Gallipoli (1981)
8/10
A great anti-war film
22 September 2005
Peter Weir has long been one of my favorite directors, and he has had a career consumed by subtle, quiet, lingering films. He can make the most banal concept seem thrilling and suspenseful; a perfect example is the Harrison Ford film "Witness." It could have easily become a stupid, insulting, exploitative "thriller." The ending is, in retrospect, quite ridiculous.
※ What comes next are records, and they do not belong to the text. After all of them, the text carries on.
PR #65, opened 2026-09-07
Add a (copy-)efficient Persistent Stack Implementation

baierd:
We have a `PersistentStack` implementation in CPAchecker, but not in this library. It makes sense to move it here.

While doing so, the following was added:
- a interface for persistent stacks `PersistentStack`.
- a test class `PersistentLinkedStackTest`.
- a extended `PersistentLinkedStack` implementation that provides serialization through a proxy and an iterator + proper documentation.

Note: the current state is a hybrid of our `PersistentStack` in CPAchecker and `PersistentLinkedList` in this repo, but extended using LLM generated code. I reviewed the changes done by the LLM before opening this PR. I am unsure about the serialization though, so input would be appreciated.

### DIFF
--- a/src/org/sosy_lab/common/collect/PersistentLinkedStack.java
+++ b/src/org/sosy_lab/common/collect/PersistentLinkedStack.java
@@ -1,0 +1,273 @@
+// This file is part of SoSy-Lab Common,
+// a library of useful utilities:
+// https://github.com/sosy-lab/java-common-lib
+//
+// SPDX-FileCopyrightText: 2007-2026 Dirk Beyer <https://www.sosy-lab.org>
+//
+// SPDX-License-Identifier: Apache-2.0
+
+package org.sosy_lab.common.collect;
+
+import static com.google.common.base.Preconditions.checkNotNull;
+
+import com.google.common.collect.UnmodifiableIterator;
+import com.google.errorprone.annotations.Immutable;
+import com.google.errorprone.annotations.Var;
+import java.io.InvalidObjectException;
+import java.io.ObjectInputStream;
+import java.io.Serial;
+import java.io.Serializable;
+import java.util.Iterator;
+import java.util.NoSuchElementException;
+import java.util.Objects;
+import org.checkerframework.checker.nullness.qual.Nullable;
+
+/**
+ * A persistent stack. Pushes structurally share the complete previous stack, and pops return the
+ * existing tail without copying, while leaving the original stack unchanged. Thus {@link
+ * #pushAndCopy(Object)}, {@link #popAndCopy()}, {@link #peek()}, {@link #empty()}, {@link
+ * #isEmpty()}, and {@link #size()} run in O(1) time. Iteration, {@link #equals(Object)}, {@link
+ * #hashCode()}, and {@link #toString()} have O(n) worst-case stack-traversal overhead. When two
+ * equal-size {@link PersistentLinkedStack} instances share a tail, {@code equals} traverses only
+ * the k nodes preceding that tail and thus has O(k) traversal overhead. These bounds exclude work
+ * performed by element methods.
+ *
+ * <p>All structural state is final and correctly constructed, so the immutable stack structure may
+ * be accessed concurrently without synchronization. Publishing or updating a shared reference to a
+ * stack version still requires coordination, and compound updates require synchronization or an
+ * atomic operation. Each traversal has an independent iterator; a single iterator instance has no
+ * thread-safety guarantee. Values are stored by reference and are not copied or made immutable or
+ * thread-safe.
+ *
+ * <p>Null values are not supported.
+ *
+ * <p><b>Serialization:</b> Serialization and deserialization have O(n) stack-traversal overhead and
+ * use O(n) temporary memory, excluding the processing of element object graphs. A flattened proxy
+ * stores the logical values in top-to-bottom order instead of serializing the linked nodes. This
+ * avoids recursive traversal of long stacks and keeps node and cache fields out of the serialized
+ * form. Deserialization rejects null proxy data and rebuilds the stack from bottom to top while
+ * validating each value, thereby preserving order and restoring the canonical empty instance.
+ * Because each stack is flattened independently, distinct, structurally related stacks serialized
+ * together have their shared non-empty tails reconstructed independently; {@link #popAndCopy()} on
+ * a deserialized stack nevertheless returns its existing tail. Element object graphs must not
+ * contain references back to the containing stack because proxy replacement cannot restore such
+ * cycles. Persisted data remains readable only while the proxy and element serialized forms remain
+ * compatible.
+ *
+ * @param <T> the type of values
+ */
+@Immutable(containerOf = "T")
+public final class PersistentLinkedStack<T> implements PersistentStack<T> {
+
+  @Serial private static final long serialVersionUID = -4286928240765960519L;
+
+  private static final PersistentLinkedStack<?> EMPTY = new PersistentLinkedStack<>();
+
+  /** The top value, null exactly for the empty singleton. */
+  @SuppressWarnings("serial") // writeReplace prevents direct serialization of this field.
+  private final @Nullable T top;
+
+  /** The linked tail, null exactly for the empty singleton. */
+  private final @Nullable PersistentLinkedStack<T> tail;
+
+  /**
+   * The size, cached for O(1) access. It is zero exactly for the empty stack and otherwise equals
+   * {@code tail.size + 1}. The cache is one logical 4-byte {@code int}; its actual footprint
+   * depends on JVM object layout and alignment. It often fits into padding with compressed
+   * references and 8-byte alignment, but may add an alignment unit otherwise.
+   */
+  private final int size;
+
+  private PersistentLinkedStack() {
+    top = null;
+    tail = null;
+    size = 0;
+  }
+
+  private PersistentLinkedStack(T pTop, PersistentLinkedStack<T> pTail) {
+    top = checkNotNull(pTop);
+    tail = checkNotNull(pTail);
+    size = pTail.size + 1;
+  }
+
+  /** Returns an empty stack. */
+  @SuppressWarnings("unchecked")
+  public static <T> PersistentLinkedStack<T> of() {
+    return (PersistentLinkedStack<T>) EMPTY;
+  }
+
+  /**
+   * Returns a stack containing {@code value}.
+   *
+   * @throws NullPointerException if {@code value} is null
+   */
+  public static <T> PersistentLinkedStack<T> of(T value) {
+    return new PersistentLinkedStack<>(value, PersistentLinkedStack.of());
+  }
+
+  @Override
+  public PersistentLinkedStack<T> pushAndCopy(T value) {
+    return new PersistentLinkedStack<>(value, this);
+  }
+
+  @Override
+  public PersistentLinkedStack<T> popAndCopy() {
+    if (isEmpty()) {
+      throw new NoSuchElementException();
+    }
+    return checkNotNull(tail);
+  }
+
+  @Override
+  public T peek() {
+    if (isEmpty()) {
+      throw new NoSuchElementException();
+    }
+    return checkNotNull(top);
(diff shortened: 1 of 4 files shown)


src/org/sosy_lab/common/collect/PersistentStack.java
```diff
@@ -0,0 +1,85 @@
...
+ * thread-safety guarantee is made for iterator instances.
+ *
+ * <p>Values are stored by reference: they are not copied or made immutable or thread-safe. Changes
+ * to mutable values can affect equality and hash codes. Operations that depend on values also
+ * depend on their thread safety.
+ *
+ * @param <T> The type of values.
+ */
+@Immutable(containerOf = "T")
+public interface PersistentStack<T> extends Iterable<T>, Serializable {
```
PhilippWendler, line 51: I would think it is better to not extend `Iterable` in `PersistentStack`. I personally find it always confusing what the iteration order of a stack is, and would never be sure without looking it up, also because of inconsistency between related classes: For `PersistentStack`, the only meaningful iteration order is top-down (last element pushed is first). The (de facto deprecated and unused, but still existing) `java.util.Stack` has a bottom-up iteration order, because it is based on a list and pushes to the end. The standard stack in Java (`java.util.Deque`) iterates top-down if you use `push()`, but bottom-up if you use `add()`.

We can instead provide a O(1) method `asReverseIterable` or so that returns an `Iterable` (or likely even a `SequencedCollection` if not a `List`) view. The name would make it clear that the iteration order is the reverse of the addition order. Or maybe `asTopDownIterable()` even?
Additionally we can provide a O(n) `copyToList()` that returns the elements in addition (bottom-up) order.

src/org/sosy_lab/common/collect/PersistentStack.java
```diff
@@ -0,0 +1,85 @@
...
+ *
+ * <p>After a stack reference has been made visible to other threads through synchronization, a
+ * {@code volatile} field, or a concurrency utility, its immutable structure may be accessed
+ * concurrently. Such coordination is still required to publish or update a shared reference to a
+ * stack version, and compound updates require synchronization or an atomic operation. No
+ * thread-safety guarantee is made for iterator instances.
+ *
+ * <p>Values are stored by reference: they are not copied or made immutable or thread-safe. Changes
+ * to mutable values can affect equality and hash codes. Operations that depend on values also
+ * depend on their thread safety.
```
PhilippWendler, line 46: Sure, this is all true, but it is also the same for all such collections and pretty standard. I would shorten to just say something like "Serializable if all elements are serializable" and "thread safe including its collection views, but no guarantees for the iterator".

src/org/sosy_lab/common/collect/PersistentLinkedStackTest.java
```diff
@@ -0,0 +1,248 @@
...
+
+import com.google.common.testing.EqualsTester;
+import com.google.common.testing.SerializableTester;
+import com.google.errorprone.annotations.Var;
+import java.math.BigInteger;
+import java.util.Iterator;
+import java.util.NoSuchElementException;
+import org.junit.Test;
+
+public class PersistentLinkedStackTest {
```
PhilippWendler, line 22: Please add tests based on Guava's testlib like we have for `PathCopyingPersistentTreeMap`. These are much more comprehensive than what we would think of.

src/org/sosy_lab/common/collect/PersistentStack.java
PhilippWendler, line 51: What is missing in this interface is a definition of `equals` and `hashCode`. Typical data structures define these precisely such that even different implementations of the same interface are guaranteed to compare equal. The current `equals` and `hashCode` implementations would not achieve this, for example.

src/org/sosy_lab/common/collect/PersistentLinkedStack.java
```diff
@@ -0,0 +1,273 @@
...
+        if (value == null) {
+          throw new InvalidObjectException("Stack values must not contain null");
+        }
+        stack = stack.pushAndCopy(value);
+      }
+      return stack;
+    }
+  }
+
+  private static final class StackIterator<T> extends UnmodifiableIterator<T> {
```
PhilippWendler, line 249: Could use [`AbstractIterator`](https://github.com/google/guava/wiki/CollectionHelpersExplained#abstractiterator).

src/org/sosy_lab/common/collect/PersistentLinkedStack.java
```diff
@@ -0,0 +1,273 @@
...
+
+    private @Nullable PersistentLinkedStack<T> stack;
+
+    private StackIterator(PersistentLinkedStack<T> pStack) {
+      stack = pStack;
+    }
+
+    @Override
+    public boolean hasNext() {
+      return stack != null && !stack.isEmpty();
```
PhilippWendler, line 259: Only one of these conditions should be needed. If is confusing if there are two possible different states of the iterator that both mean "end of iteration".

src/org/sosy_lab/common/collect/PersistentLinkedStack.java
```diff
@@ -0,0 +1,273 @@
...
+    }
+    return hashCode;
+  }
+
+  /**
+   * Returns the values in top-to-bottom order, separated by {@code ", "} and enclosed in square
+   * brackets: {@code [top, ..., bottom]}. The empty stack is represented as {@code []}.
+   */
+  @Override
+  public String toString() {
```
PhilippWendler, line 188: Can be implemented trivially using `Joiner` or `Collectors.joining()`.

src/org/sosy_lab/common/collect/PersistentLinkedStack.java
```diff
@@ -0,0 +1,273 @@
...
+ * together have their shared non-empty tails reconstructed independently; {@link #popAndCopy()} on
+ * a deserialized stack nevertheless returns its existing tail. Element object graphs must not
+ * contain references back to the containing stack because proxy replacement cannot restore such
+ * cycles. Persisted data remains readable only while the proxy and element serialized forms remain
+ * compatible.
+ *
+ * @param <T> the type of values
+ */
+@Immutable(containerOf = "T")
+public final class PersistentLinkedStack<T> implements PersistentStack<T> {
```
PhilippWendler, line 60: We also want factory methods, which then can be used for deserialization.

And for example a `Collector` implementation is also missing.

PhilippWendler:
We can consider adding some bulk operations, for example a method to get the bottom n elements, similar to `sublist()`, and maybe more.

baierd:
> We can consider adding some bulk operations, for example a method to get the bottom n elements, similar to `sublist()`, and maybe more.

I added a implementation for this.

src/org/sosy_lab/common/collect/PersistentLinkedStack.java
baierd: I added them.

src/org/sosy_lab/common/collect/PersistentLinkedStack.java
baierd: Done.

src/org/sosy_lab/common/collect/PersistentLinkedStack.java
baierd: Good spot, this was left over from a previous iteration. I cleaned it up.

src/org/sosy_lab/common/collect/PersistentLinkedStack.java
baierd: Oh thats much better! I refactored it into a `AbstractIterator`.

src/org/sosy_lab/common/collect/PersistentStack.java
baierd: I added it. Please take a closer look, i might have over-interpreted the request a little.

src/org/sosy_lab/common/collect/PersistentStack.java
baierd: I shortened it a little.

src/org/sosy_lab/common/collect/PersistentStack.java
baierd: Implemented as proposed.

src/org/sosy_lab/common/collect/PersistentLinkedStackTest.java
baierd: I tried following it and refactored the tests. Could you please take a look whether this is sufficient?

src/org/sosy_lab/common/collect/PersistentLinkedStack.java
```diff
@@ -0,0 +1,316 @@
...
+      result = result.pushAndCopy(value);
+    }
+    return result;
+  }
+
+  /** Returns a collector that pushes elements in encounter order, with the last element on top. */
+  @SuppressWarnings("NoFunctionalReturnType")
+  public static <T> Collector<T, ?, PersistentLinkedStack<T>> toPersistentLinkedStack() {
+    return Collectors.collectingAndThen(
+        ImmutableList.<T>toImmutableList(), PersistentLinkedStack::copyOf);
```
PhilippWendler, line 246: I don't think we want to first copy everything into a list and then into a stack. That is what users could easily do without our collector.

src/org/sosy_lab/common/collect/PersistentLinkedStack.java
```diff
@@ -0,0 +1,316 @@
...
+  }
+
+  @Override
+  public Iterable<T> asTopDownIterable() {
+    return () -> new StackIterator<>(this);
+  }
+
+  @Override
+  public ImmutableList<T> copyToList() {
+    return ImmutableList.copyOf(asTopDownIterable()).reverse();
```
PhilippWendler, line 154: We could use a `Builder` with the known size to make this more efficient.

src/org/sosy_lab/common/collect/PersistentStack.java
```diff
@@ -0,0 +1,116 @@
...
+  boolean isEmpty();
+
+  /** Returns the number of values in this stack. */
+  int size();
+
+  /**
+   * Returns an unmodifiable top-to-bottom view in O(1) time. Each iterator traverses this stack
+   * version independently.
+   */
+  Iterable<T> asTopDownIterable();
```
PhilippWendler, line 78: If we can return a `Collection` here it could be more convenient for callers. In principle `SequencedCollection` would be even better semantically, but it only adds `reversed()`, which we can hardly support, and some mutation methods. So there is little point in it from the API point of view.

src/org/sosy_lab/common/collect/PersistentLinkedStack.java
```diff
@@ -0,0 +1,316 @@
...
+      @Var PersistentLinkedStack<Object> stack = PersistentLinkedStack.of();
+      // The serialized order is top-to-bottom; push in the opposite direction.
+      for (@Var int index = serializedValues.length - 1; index >= 0; index--) {
+        @Nullable Object value = serializedValues[index];
+        if (value == null) {
+          throw new InvalidObjectException("Stack values must not contain null");
+        }
+        stack = stack.pushAndCopy(value);
+      }
+      return stack;
```
PhilippWendler, line 294: We can replaced this with something based on `copyOf(Arrays.asList(values).reversed())`.

src/org/sosy_lab/common/collect/PersistentLinkedStackTest.java
PhilippWendler: I don't think testing the result of `copyToList()` is useful. This would test the creation of the stack, the `copyToList()` call and then all the features of the returned list implementation and its views. But it will not test any of the other `PersistentLinkedStack` features and methods.

src/org/sosy_lab/common/collect/PersistentLinkedStack.java
PhilippWendler: Actually, we should keep the code here as is, but it is a good argument for `asTopDownIterable()` to return a `Collection`, because then `copyof()` will automatically use the correct size.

But Weir has a strange ability to make anything seem realistic.

"Gallipoli" is one of his older films, from 1981, and it stars a huge cast of names - most famous today, of course, Mel Gibson...whose name is now splattered across the front of the DVD case.

The story is a true one and follows a group of young Australian men who join the ANZACs in World War I. They are sent to Gallipoli, and amidst personal and emotional turmoil they must learn to band together and fight the Turkish Army.

The movie is long, as another reviewer on the site points out. But all of Weir's films are. What I didn't like about his most recent - "Master & Commander" - is that it used special effects (exteriors of ships, etc.) and action sequences (raging storms) to compensate for the slow bits... and came across (to me anyway) as quite dull and down-trodden.

"Gallipoli" is a great film - slow, subtle, low-key. It's a bit like an Australian version of "All Quiet on the Western Front." I'd recommend it to anyone who enjoys slower films and can appreciate character-driven dramas. Don't go near it if your attention span was dimming during "xXx2."